The Southern Manifesto again echoed the point.

“When the amendment was adopted, in 1868, there were 37 states of the union,” the manifesto said. “Every one of the 26 states that had any substantial racial differences among its people either approved the operation of segregated schools already in existence or subsequently established such schools by action of the same lawmaking body which considered the 14th Amendment.”

The unanimous opinion in Brown did not really quarrel with the idea that it could not be justified using the tools of originalism. “At best,” the opinion said, the historical evidence was “inconclusive.”

Before Justice Scalia died in 2016, he and Justice Breyer, who retired in June, would occasionally appear in public to debate constitutional interpretation. Justice Breyer liked to needle Justice Scalia about Brown.

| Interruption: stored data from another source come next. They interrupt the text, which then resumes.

PR #2141, opened 2024-11-08
refactor: create local stores and UTS - WPB-12100

jullianm:
<table>
<td>
  <a href="https://wearezeta.atlassian.net/browse/WPB-12100" title="WPB-12100" target="_blank">TaskWPB-12100</a>  [iOS] Create remaining local stores and add UTs for all stores
  </td></table>
  <br />
 

### Key points

This PR isolates tests for our storage layer (local stores) and revisits tests for all our existing repositories.
Missing local stores were also created so the storage logic could be moved out from related repositories.

BEFORE:
- Local stores were indirectly tested through our repositories

AFTER:
- Each local store is **directly** tested.
- Mock local stores are injected into repositories, repositories tests were revisited consequently.

In addition:
- Removes super.setUp() and super.tearDown() code from all tests
- Ensures local stores know nothing about API objects (using model mappers)
- Uses .mockID instances from WireTestingPackage
- Harmonizes tests naming

### Testing

- Add dedicated tests for all local stores 
- Revisit repositories tests 

### Checklist

- [x] Title contains a reference JIRA issue number like `[WPB-XXX]`.
- [x] Description is filled and free of optional paragraphs.
- [x] Adds/updates automated tests.

---

### UI accessibility checklist

_If your PR includes UI changes, please utilize this checklist:_
- [ ] Make sure you use the API for UI elements that support large fonts.
- [ ] All colors are taken from WireDesign.ColorTheme or constructed using WireDesign.BaseColorPalette.
- [ ] New UI elements have Accessibility strings for VoiceOver.

PR #2164, opened 2024-11-18
refactor: process conversation proteus/MLS message add event - WPB-10174

jullianm:
WPB-10174

### Key points

Specifically, this PR is about porting the existing implementation of the `ConversationMLSMessageAdd` and the `ConversationProteusMessageAdd` event.

A previous [PR](https://github.com/wireapp/wire-ios/pull/2120) was opened and is now closed since this PR contains both implementation (Proteus and MLS) - related tickets:
- [ConversationProteusAddEvent](https://wearezeta.atlassian.net/browse/WPB-10174)
- [ConversationMLSAddEvent](https://wearezeta.atlassian.net/browse/WPB-10172)

### Testing

- [x] MLS and Proteus messages are correctly decrypted (using dedicated decryptors)
- [x] MessageRepository `addMessage` for MLS/Proteus methods are correctly invoked.
- [x] A Proteus message is added to a conversation (MessageLocalStoreTests)
- [x] A Proteus with a large payload message (externalData) is added to a conversation (MessageLocalStoreTests)
- [x] A MLS message is added to a conversation (MessageLocalStoreTests)

### Checklist


WireAPI/Sources/WireAPI/APIs/UpdateEventsAPI/Event decoding/Conversation/ConversationProteusMessageAddEventDecoder.swift
```diff
@@ -47,8 +47,8 @@ struct ConversationProteusMessageAddEventDecoder {
             conversationID: conversationID,
             senderID: senderID,
             timestamp: timestamp.date,
-            message: .ciphertext(payload.text),
-            externalData: payload.data.map { .ciphertext($0) },
+            message: .init(encryptedMessage: payload.text),
+            externalData: payload.data.map { .init(encryptedMessage: $0) },
```
jullianm, line 51: as discussed, removed the enum and used a struct instead

WireAPI/Sources/WireAPI/Models/UpdateEvent/ConversationEvent/ConversationMLSMessageAddEvent.swift
```diff
@@ -41,5 +56,14 @@ public struct ConversationMLSMessageAddEvent: Equatable, Codable {
...
     public let message: String
+    
+    /// The date the message was received.
+
+    public let timestamp: Date?
+    
+    /// The decrypted current message + decrypted buffered messages
+    /// along with the related sender client ID for each message.
+
+    public var decryptedMessages: [DecryptedMessage] = []
```
jullianm, line 67: similar to the Proteus add event with the message content property, this property will be filled in the decryptor when the message + buffered messages are decrypted

WireDomain/Sources/WireDomain/Event Decryption/MLSMessageDecryptor.swift
```diff
@@ -0,0 +1,179 @@
...
+        let decryptedMessages = await processMLSMessageDecryptionResults(
+            decryptionResults,
+            mlsConversation: mlsConversation,
+            senderID: eventData.senderID.uuid,
+            senderDomain: eventData.senderID.domain,
+            date: eventData.timestamp
+        )
+        
+        var decryptedEvent = eventData
+        decryptedEvent.decryptedMessages = decryptedMessages
```
jullianm, line 83: filled here

WireDomain/Sources/WireDomain/Event Decryption/UpdateEventDecryptor.swift
```diff
@@ -93,6 +110,24 @@ struct UpdateEventDecryptor: UpdateEventDecryptorProtocol {
...
+                
+            case .conversation(.mlsMessageAdd(let eventData)):
+                
+                WireLogger.updateEvent.info(
+                    "decrypting MLS event...",
+                    attributes: logAttributes
+                )
+
+                do {
+                    let decryptedEventData = try await mlsMessageDecryptor.decryptedEventData(from: eventData)
```
jullianm, line 122: similar to what we did for the proteusMessageAdd, we use the decryptor to decrypt the MLS messages from the event and return the same event filled with the decrypted messages (current one and buffered ones)

WireDomain/Sources/WireDomain/Repositories/UserClients/UserClientsRepository.swift
```diff
@@ -138,6 +165,72 @@ public struct UserClientsRepository: UserClientsRepositoryProtocol {
...
+    public func proteusSessionID(
+        for client: WireDataModel.UserClient
+    ) async -> ProteusSessionID? {
+        await context.perform {
+            client.proteusSessionID
+        }
+    }
+    
+    // swiftlint:disable:next todo_requires_jira_link
+    // TODO: Move to UserClientsLocalStore when related PR is merged
```
jullianm: the related [PR](https://github.com/wireapp/wire-ios/pull/2141)

WireDomain/Tests/WireDomainTests/LocalStores/MessageLocalStoreTests.swift
```diff
@@ -53,35 +56,196 @@ final class MessageLocalStoreTests: XCTestCase {
...
+        
+        let expectedMessageText = "Everything"
+        
+        await internalTest_assertConversationLastMessage(
+            expectedMessageText: expectedMessageText,
+            conversation: mlsConversation
+        )
+    }
+    
+    func testAddProteusMessage_It_Adds_Message_To_Conversation() async throws {
```
jullianm: testing a regular message is added to conversation

WireDomain/Tests/WireDomainTests/LocalStores/MessageLocalStoreTests.swift
```diff
@@ -53,35 +56,196 @@ final class MessageLocalStoreTests: XCTestCase {
...
+        
+        let expectedMessageText = "Everything"
+        
+        await internalTest_assertConversationLastMessage(
+            expectedMessageText: expectedMessageText,
+            conversation: groupConversation
+        )
+    }
+    
+    func testAddProteusMessage_It_Adds_Big_Payload_Message_To_Conversation() async throws {
```
jullianm: testing a large message payload (external) is added to the conversation

wire-ios-data-model/Source/Model/Message/ZMClientMessage+Composite.swift
```diff
@@ -46,7 +46,7 @@ extension ZMClientMessage: CompositeMessageData {
 
 // MARK: - ButtonStates Interface
 extension ZMClientMessage {
-    static func updateButtonStates(withConfirmation confirmation: ButtonActionConfirmation,
+    public static func updateButtonStates(withConfirmation confirmation: ButtonActionConfirmation,
```
jullianm: some methods were made public to facilitate the work in this PR, many others had to be factored out because they could not be reused (the ones that take a ZMUpdateEvent as parameter)

WireDomain/Sources/WireDomain/Event Decryption/MLSMessageDecryptor.swift
```diff
@@ -0,0 +1,168 @@
...
+    ) async throws -> ConversationMLSMessageAddEvent {
+        let conversationID = eventData.conversationID
+
+        guard let mlsConversation = await conversationLocalStore.fetchConversation(
+            id: conversationID.uuid,
+            domain: conversationID.domain
+        ) else {
+            WireLogger.mls.error(
+                "failed to add mls message: conversation not found in db"
+            )
```
netbe: if we throw I guess we can remove logging the error

WireDomain/Sources/WireDomain/Event Decryption/MLSMessageDecryptor.swift
```diff
@@ -0,0 +1,168 @@
...
+                    "successfully decrypted mls message but no result was returned"
+                )
+
+                return []
+            }
+
+            return results
+
+        } catch {
+            WireLogger.mls.warn(
```
netbe:
```suggestion
            WireLogger.mls.error(
```

WireAPI/Sources/WireAPI/Models/UpdateEvent/ConversationEvent/ConversationMLSMessageAddEvent.swift
```diff
@@ -42,4 +57,13 @@ public struct ConversationMLSMessageAddEvent: Equatable, Codable {
...
     public let message: String
 
+    /// The date the message was received.
+
+    public let timestamp: Date?
+
+    /// The decrypted current message + decrypted buffered messages
+    /// along with the related sender client ID for each message.
+
+    public var decryptedMessages: [DecryptedMessage] = []
```
caldrian, line 67: I find it a bit confusing to name the type `DecryptedMessage`, having a property `message` as well as another property named `decryptedMessages`.

IS it a message, 
HAS it A message or 
HAS it MANY messages?

caldrian (approved):
I only checked superficially, since I'm not very familiar with this topic. 👍

WireAPI/Sources/WireAPI/Models/Messaging/MessageContent.swift
```diff
@@ -21,14 +21,14 @@ import Foundation
...
 
     /// Encrypted message content.
 
-    case ciphertext(String)
+    public let encryptedMessage: String
 
     /// Unencrypted message content.
 
-    case plaintext(String)
+    public var decryptedMessage: String?
```
johnxnguyen, line 32: Is this sendable even with the `var`? I guess so because of copies would be made before mutating, but just want to check.

WireDomain/Sources/WireDomain/Event Decryption/MLSMessageDecryptor.swift
```diff
@@ -0,0 +1,168 @@
...
+            domain: conversationID.domain
+        ) else {
+            WireLogger.mls.error(
+                "failed to add mls message: conversation not found in db"
+            )
+
+            throw MLSMessageDecryptorError.conversationNotFound
+        }
+
+        guard let mlsGroupID = await conversationLocalStore.mlsGroupID(
```
johnxnguyen: Isn't this accessible via `mlsConversation`?

WireDomain/Sources/WireDomain/Event Decryption/MLSMessageDecryptor.swift
```diff
@@ -0,0 +1,168 @@
...
+            for: mlsConversation
+        ) else {
+            WireLogger.mls.error(
+                "failed to add mls message: missing MLS group ID"
+            )
+
+            throw MLSMessageDecryptorError.missingMLSGroupID
+        }
+
+        guard await conversationLocalStore.isConversationMLSReady(
```
johnxnguyen: Also this? It seems like we are switching to the local store too frequently when it could all be done in a single access.

WireDomain/Sources/WireDomain/Event Decryption/MLSMessageDecryptor.swift
```diff
@@ -0,0 +1,168 @@
...
+
+            case .proposal(let commitDelay):
+                let scheduledDate = (date ?? Date.now) + TimeInterval(commitDelay)
+
+                await conversationLocalStore.storeConversation(
+                    commitPendingProposalDate: scheduledDate,
+                    conversation: mlsConversation
+                )
+
+                mlsService.commitPendingProposalsIfNeeded()
```
johnxnguyen: It would be nice if the `MLSMessageDecryptor` only did decryption and not logic on the decrypted messages. What do you think about pulling this up to the event processor?

WireDomain/Sources/WireDomain/Event Processing/ConversationEventProcessor/ConversationMLSMessageAddEventProcessor.swift
```diff
@@ -32,9 +32,27 @@ protocol ConversationMLSMessageAddEventProcessorProtocol {
...
+    let repository: any MessageRepositoryProtocol
+
+    func processEvent(_ event: ConversationMLSMessageAddEvent) async throws {
+        let message = event.message
+        let conversationID = event.conversationID
+        let senderID = event.senderID
+        let subconversation = event.subconversation
+        let date = event.timestamp
+
+        let decryptedMessages = event.decryptedMessages.map {
```
johnxnguyen: It may be good to do a sanity check that there are some decrypted messages.

WireDomain/Sources/WireDomain/Event Processing/ConversationEventProcessor/ConversationProteusMessageAddEventProcessor.swift
```diff
@@ -32,9 +32,33 @@ protocol ConversationProteusMessageAddEventProcessorProtocol {
...
+        let conversationID = event.conversationID
+        let messageContent = event.message
+        let messageExternalData = event.externalData
+        let messageSenderClientID = event.messageSenderClientID
+        let messageRecipientClientID = event.messageRecipientClientID
+        let timestamp = event.timestamp
+
+        // Message should be decrypted see `ProteusEventDecryptor`
+        guard let decryptedMessage = messageContent.decryptedMessage else {
+            return
```
johnxnguyen: Perhaps we can log or something to surface that we reached a bad state.

WireDomain/Sources/WireDomain/Repositories/Conversations/ConversationLocalStore.swift
```diff
@@ -311,7 +335,7 @@ public final class ConversationLocalStore: ConversationLocalStoreProtocol {
 
     public init(
         context: NSManagedObjectContext,
-        mlsService: MLSServiceInterface,
+        mlsService: any MLSServiceInterface,
```
johnxnguyen: Is this being used?

WireDomain/Sources/WireDomain/Repositories/Conversations/ConversationRepository.swift
```diff
@@ -194,6 +195,7 @@ public final class ConversationRepository: ConversationRepositoryProtocol {
     private let conversationsLocalStore: any ConversationLocalStoreProtocol
     private let userRepository: any UserRepositoryProtocol
     private let teamRepository: any TeamRepositoryProtocol
+    private let userClientsRepository: any UserClientsRepositoryProtocol
```
johnxnguyen: Is this being used?

WireDomain/Sources/WireDomain/Repositories/Message/MessageLocalStore.swift
```diff
@@ -363,24 +490,625 @@ public final class MessageLocalStore: MessageLocalStoreProtocol {
...
+        _ message: GenericMessage,
+        content: GenericMessage.OneOf_Content,
+        in conversation: ZMConversation,
+        senderID: UUID,
+        senderDomain: String,
+        senderClientID: String?,
+        logAttributes: LogAttributes,
+        date: Date?
+    ) async {
+        await context.perform { [self] in
```
johnxnguyen: I wouldn't expect to see processing inside the store, rather only actual message insertions. Some of these message types are processed and discarded, which I feel like should be done in the event processor level. What do you think?

WireDomain/Sources/WireDomain/Repositories/Message/MessageRepository.swift
```diff
@@ -22,37 +22,131 @@ import WireDataModel
...
             conversationID: conversationID,
             conversationDomain: conversationDomain
         )
     }
+
+    public func addMessage(
+        _ messageType: MessageType
+    ) async {
+        switch messageType {
+        case .mls(let decryptedMessages, let conversationID, let conversationDomain, let senderID, let senderDomain, let date):
```
johnxnguyen: These could be packaged into a struct:

```swift
case .mls(let message):
```

WireDomain/Sources/WireDomain/Event Decryption/MLSMessageDecryptor.swift
jullianm: done in https://github.com/wireapp/wire-ios/pull/2164/commits/b31805a437cf70da6bd6c7ebba537c3bc769a76e

WireDomain/Sources/WireDomain/Event Decryption/MLSMessageDecryptor.swift
jullianm: done in https://github.com/wireapp/wire-ios/pull/2164/commits/b31805a437cf70da6bd6c7ebba537c3bc769a76e

WireDomain/Sources/WireDomain/Event Decryption/MLSMessageDecryptor.swift
jullianm: done in https://github.com/wireapp/wire-ios/pull/2164/commits/c08ed17ebb783810d1b65e98d08654d10a6aaf59, revisited the current implementation

WireDomain/Sources/WireDomain/Repositories/Message/MessageLocalStore.swift
jullianm: done in https://github.com/wireapp/wire-ios/commit/c08ed17ebb783810d1b65e98d08654d10a6aaf59, revisited the current implementation

WireDomain/Sources/WireDomain/Repositories/Message/MessageRepository.swift
jullianm: no longer exists after revisiting the implementation (in done in https://github.com/wireapp/wire-ios/commit/c08ed17ebb783810d1b65e98d08654d10a6aaf59, revisited the current implementation)

WireDomain/Sources/WireDomain/Repositories/Conversations/ConversationRepository.swift
jullianm: no, removed in https://github.com/wireapp/wire-ios/pull/2164/commits/6b004359cdfeb2215764967ca051b578a1238a7a

WireDomain/Sources/WireDomain/Repositories/Conversations/ConversationLocalStore.swift
jullianm: yes

WireDomain/Sources/WireDomain/Event Processing/ConversationEventProcessor/ConversationMLSMessageAddEventProcessor.swift
jullianm: done in https://github.com/wireapp/wire-ios/pull/2164/commits/a93bff7d790887461b464caa9c2f0d90678f17ff

WireDomain/Sources/WireDomain/Event Processing/ConversationEventProcessor/ConversationProteusMessageAddEventProcessor.swift
jullianm: done in https://github.com/wireapp/wire-ios/pull/2164/commits/a93bff7d790887461b464caa9c2f0d90678f17ff

WireDomain/Sources/WireDomain/Event Decryption/MLSMessageDecryptor.swift
jullianm: Although I see your point, I'm not sure that makes sense in that specific case since we're iterating over the decryption results which is an enum with two tightly coupled cases `message` (the decrypted message) and `proposal` (the code here).  We need to decrypt the MLS message here but since it is an enum (I think) it makes more sense to deal with the other case at the same time. 
What I did though is grouping this logic into a single method from the local store since we already use the mls service in that store. https://github.com/wireapp/wire-ios/pull/2164/commits/c08ed17ebb783810d1b65e98d08654d10a6aaf59#diff-508a6af2dc08e794560553f4f59fd1d749c0a36db25bd806d3d25fcd7a619b70

WireDomain/Sources/WireDomain/Event Decryption/MLSMessageDecryptor.swift
jullianm: yes, but it needs to be retrieved from a context (else we'll have a CoreData thread violation) and only our local stores can access the context.

WireDomain/Sources/WireDomain/Event Decryption/MLSMessageDecryptor.swift
jullianm: done in https://github.com/wireapp/wire-ios/pull/2164/commits/6dee7ff5535a7025a7c8448af1f611d02a6254f2

WireAPI/Sources/WireAPI/Models/Messaging/MessageContent.swift
jullianm: yes

WireDomain/Sources/WireDomain/Event Processing/ConversationEventProcessor/ConversationMLSMessageAddEventProcessor.swift
```diff
@@ -32,9 +34,133 @@ protocol ConversationMLSMessageAddEventProcessorProtocol {
...
+        senderID: UserID,
+        date: Date?
+    ) async {
+        guard let conversation = await conversationLocalStore.fetchConversation(
+            id: conversationID.uuid,
+            domain: conversationID.domain
+        ) else {
+            return WireLogger.proteus.error(
+                "failed to add MLS message: conversation not found in db"
+            )
```
johnxnguyen: I'm wondering if thIs should actually throw an error. If there's no conversation, then it seems like a pretty serious error.

WireDomain/Sources/WireDomain/Event Processing/ConversationEventProcessor/ConversationMLSMessageAddEventProcessor.swift
```diff
@@ -32,9 +34,133 @@ protocol ConversationMLSMessageAddEventProcessorProtocol {
...
+            genericMessage: genericMessage,
+            date: date ?? .now
+        )
+
+        await conversationLocalStore.addParticipant(
+            participantID: senderID.uuid,
+            participantDomain: senderID.domain,
+            in: conversation,
+            date: date?.addingTimeInterval(-0.01) ?? .now
+        )
```
johnxnguyen: I wonder why this is needed... can we receive messages from someone who we don't think is a participant yet?

WireDomain/Sources/WireDomain/Event Processing/ConversationEventProcessor/ConversationProtobufMessageProcessor.swift
```diff
@@ -0,0 +1,174 @@
...
+        WireLogger.eventProcessing.debug("Processing message", attributes: logAttributes)
+
+        // Message content types: https://wearezeta.atlassian.net/wiki/spaces/ENGINEERIN/pages/20545866/Messages
+        switch content {
+        case .lastRead:
+
+            await messageLocalStore.updateLastReadMessageTimestamp(
+                message.lastRead,
+                in: conversation
+            )
```
johnxnguyen: This modifies the conversation, so I would expect to see this method in the conversation local store:

```swift
// Something like...
await conversationLocalStore.updateLastReadTimestamp(
  conversationID: message.lastRead.conversationID,
  lastReadTimestamp: message.lastRead.timestamp
)
```

WireDomain/Sources/WireDomain/Event Processing/ConversationEventProcessor/ConversationProtobufMessageProcessor.swift
```diff
@@ -0,0 +1,174 @@
...
+
+        case .cleared:
+
+            await messageLocalStore.updateClearedMessageTimestamp(
+                message.cleared,
+                in: conversation
+            )
```
johnxnguyen: Similar to the last read, this I think would be a conversation local store method.

WireDomain/Sources/WireDomain/Event Processing/ConversationEventProcessor/ConversationProtobufMessageProcessor.swift
```diff
@@ -0,0 +1,174 @@
...
+
+        case .calling, .availability:
+
+            // cases not handled
+            break
+
+        default:
+
+            await messageLocalStore.addTextMessage(
```
johnxnguyen: The default case doesn't necessarily mean it's a text message. This is especially true for any new message type that is added and falls into the default case. I know it's a lot of work, but it'd be good to also have an exhaustive switch where it's clear how each message type is handled. This means cleaving apart the various ways we handle different generic messages from inside the message local store.

WireDomain/Sources/WireDomain/Repositories/Message/MessageLocalStore.swift
```diff
@@ -17,18 +17,154 @@
...
+    /// - Parameters:
+    ///     - conversation: The conversation to add the message to.
+    ///     - senderID: The message sender id.
+    ///     - logAttributes: Attributes to add to the log.
+
+    func canAddMessage(
+        conversation: ZMConversation,
+        senderID: UUID,
+        logAttributes: LogAttributes
+    ) async -> Bool
```
johnxnguyen: Does this necessarily have to be part of the protocol? Could it not be an internal check that, when fails, results in an error beIng thrown?

WireDomain/Sources/WireDomain/Repositories/Message/MessageLocalStore.swift
```diff
@@ -71,10 +210,337 @@ public final class MessageLocalStore: MessageLocalStoreProtocol {
...
+            }
+
+            editedClientMessage.updateCategoryCache()
+            editedClientMessage.markAsSent()
+        }
+    }
+
     // MARK: - Private
 
+    private func shouldAddMessage(to conversation: ZMConversation, date: Date) -> Bool {
```
johnxnguyen: This seems to have some overlap with `canAddMessage`. Can they be combined?

johnxnguyen (commented):
It's quite hard to give a thorough and deep review considering how large the changes are. I know that most of the changes are porting over legacy code to new components, and I think that's a good first step. 

Once everything can start to run, I'd like to do a second pass through everything to see how we can polish and correct some of the legacy that has been brought over, some of which relate to the comments that I have left.

But overall, great job tackling this mammoth task!

WireDomain/Sources/WireDomain/Event Processing/ConversationEventProcessor/ConversationMLSMessageAddEventProcessor.swift
jullianm: yes it makes sense, fixed in https://github.com/wireapp/wire-ios/pull/2164/commits/90da7addc7e950bb179e65ed21fe6583b88d9f4c

WireDomain/Sources/WireDomain/Event Processing/ConversationEventProcessor/ConversationMLSMessageAddEventProcessor.swift
jullianm: it seems that if the sender is not part of the conversation, it means we're out of sync, in that case we need to add the participant to the conversation, I renamed the method and added some doc comment so it is more clear: https://github.com/wireapp/wire-ios/pull/2164/commits/90da7addc7e950bb179e65ed21fe6583b88d9f4c

WireDomain/Sources/WireDomain/Event Processing/ConversationEventProcessor/ConversationProtobufMessageProcessor.swift
jullianm: yes you're right, fixed in https://github.com/wireapp/wire-ios/pull/2164/commits/90da7addc7e950bb179e65ed21fe6583b88d9f4c

WireDomain/Sources/WireDomain/Event Processing/ConversationEventProcessor/ConversationProtobufMessageProcessor.swift
jullianm: done in https://github.com/wireapp/wire-ios/pull/2164/commits/90da7addc7e950bb179e65ed21fe6583b88d9f4c thx

WireDomain/Sources/WireDomain/Event Processing/ConversationEventProcessor/ConversationMLSMessageAddEventProcessor.swift
```diff
@@ -31,10 +33,138 @@ protocol ConversationMLSMessageAddEventProcessorProtocol {
...
+    ) async throws {
+        guard let conversation = await conversationLocalStore.fetchConversation(
+            id: conversationID.uuid,
+            domain: conversationID.domain
+        ) else {
+            throw Failure.mlsConversationNotFound
+        }
+
+        let logAttributes: LogAttributes = [
+            .messageType: "conversation.mls-message-add",
```
netbe, line 83: don't we have a constant (enum) to use here

WireDomain/Sources/WireDomain/Event Processing/ConversationEventProcessor/ConversationMLSMessageAddEventProcessor.swift
```diff
@@ -31,10 +33,138 @@ protocol ConversationMLSMessageAddEventProcessorProtocol {
...
+            .conversationId: conversationID.uuid.safeForLoggingDescription
+        ]
+
+        // Ensure is self conversation, sender is self user and conversation is not read-only
+        guard await messageLocalStore.canAddMessage(
+            conversation: conversation,
+            senderID: senderID.uuid,
+            logAttributes: logAttributes
+        ) else {
+            return
```
netbe: should we throw? or log

WireDomain/Sources/WireDomain/Event Processing/ConversationEventProcessor/ConversationProteusMessageAddEventProcessor.swift
```diff
@@ -32,9 +33,150 @@ protocol ConversationProteusMessageAddEventProcessorProtocol {
...
+            id: conversationID.uuid,
+            domain: conversationID.domain
+        ) else {
+            return WireLogger.proteus.error(
+                "failed to add proteus message: conversation not found in db"
+            )
+        }
+
+        let logAttributes: LogAttributes = [
+            .messageType: "conversation.otr-message-add",
```
netbe, line 67: same here

WireDomain/Sources/WireDomain/Event Processing/ConversationEventProcessor/ConversationProteusMessageAddEventProcessor.swift
```diff
@@ -32,9 +33,150 @@ protocol ConversationProteusMessageAddEventProcessorProtocol {
...
+            .conversationId: conversationID.uuid.safeForLoggingDescription
+        ]
+
+        // Ensure is self conversation, sender is self user and conversation is not read-only
+        guard await messageLocalStore.canAddMessage(
+            conversation: conversation,
+            senderID: senderID.uuid,
+            logAttributes: logAttributes
+        ) else {
+            return
```
netbe: throw or log

netbe (commented):
Looks good, I left a couple of comments before approving

WireDomain/Sources/WireDomain/Event Processing/ConversationEventProcessor/ConversationProtobufMessageProcessor.swift
jullianm: I revisited the implementation in https://github.com/wireapp/wire-ios/pull/2164/commits/244f4d59aa504d7edb51a223ddcf618e4d691b75 so we're more transparent on what is done in here for each message content type. however there is definitely still some room for improvement in terms of refactoring specifically getting rid of all the generic message helper methods (that gives a lot of opaqueness) so we treat each content in a more straightforward way. This involves manipulating code that is still used by legacy code. I think it's worth creating a follow-up ticket on this quite large topic that we could treat later on. What do you think ? @johnxnguyen  @netbe

WireDomain/Sources/WireDomain/Repositories/Message/MessageLocalStore.swift
jullianm: I think so yes because we don't directly call the message local store right after, we're doing some work before that, and I think we don't want to this extra work if in the end we cannot add the message. that's why we make this check early on.

WireDomain/Sources/WireDomain/Repositories/Message/MessageLocalStore.swift
jullianm: removed in https://github.com/wireapp/wire-ios/commit/244f4d59aa504d7edb51a223ddcf618e4d691b75

WireDomain/Sources/WireDomain/Event Processing/ConversationEventProcessor/ConversationMLSMessageAddEventProcessor.swift
jullianm: you mean in legacy code ? we could use `ZMUpdateEvent.eventTypeString(for: .conversationMLSMessageAdd)` part of WireTransport but I don't think we want to do so

WireDomain/Sources/WireDomain/Event Processing/ConversationEventProcessor/ConversationProteusMessageAddEventProcessor.swift
jullianm: we have `ZMUpdateEvent.eventTypeString(for: .conversationOtrMessageAdd)` from legacy code but I don't think we want to use it, it is legacy code from WireTransport

WireDomain/Sources/WireDomain/Event Processing/ConversationEventProcessor/ConversationMLSMessageAddEventProcessor.swift
jullianm: yes there is already a log in the local store but I moved it up to the processor here, it makes more sense: https://github.com/wireapp/wire-ios/pull/2164/commits/0937b4263848015e220cf070900c62f272c4f7ca

WireDomain/Sources/WireDomain/Event Processing/ConversationEventProcessor/ConversationProteusMessageAddEventProcessor.swift
jullianm: yes there is already a log in the local store but I moved it up to the processor here, it makes more sense: https://github.com/wireapp/wire-ios/pull/2164/commits/0937b4263848015e220cf070900c62f272c4f7ca

WireDomain/Sources/WireDomain/Event Processing/ConversationEventProcessor/ConversationProtobufMessageProcessor.swift
johnxnguyen: Yes let's revise in a separate PR.

johnxnguyen (approved):

WireDomain/Sources/WireDomain/Event Processing/ConversationEventProcessor/ConversationMLSMessageAddEventProcessor.swift
netbe: not a blocker for now, but I would expect to rely on a exhaustive list of values for messageType instead of any String. So porting an enum to either WireAPI or WireDomain

netbe (approved):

“Where would you be with school desegregation?” Justice Breyer asked his colleague in 2009, at an appearance at the University of Arizona. “It’s certainly clear that at the time they passed the 14th Amendment, which says people should be treated equally, there was school segregation, and they didn’t think they were ending it.”

Justice Scalia did not give a direct answer. In other settings, he endorsed the decision. “Though Scalia says that he would have voted with the majority in Brown,” Margaret Talbot of The New Yorker wrote in a 2005 profile, “it’s hard to see an originalist justification for it.”

The majority in the recent abortion decision, Dobbs v. Jackson Women’s Health Organization, noted that both Plessy and Roe had survived about a half-century before being overturned.

The three dissenters responded that Plessy might still be on the books if the court in Brown had been committed to originalism.

“If the Brown court had used the majority’s method of constitutional construction,” the dissenters wrote, “it might not ever have overruled Plessy, whether five or 50 or 500 years later.”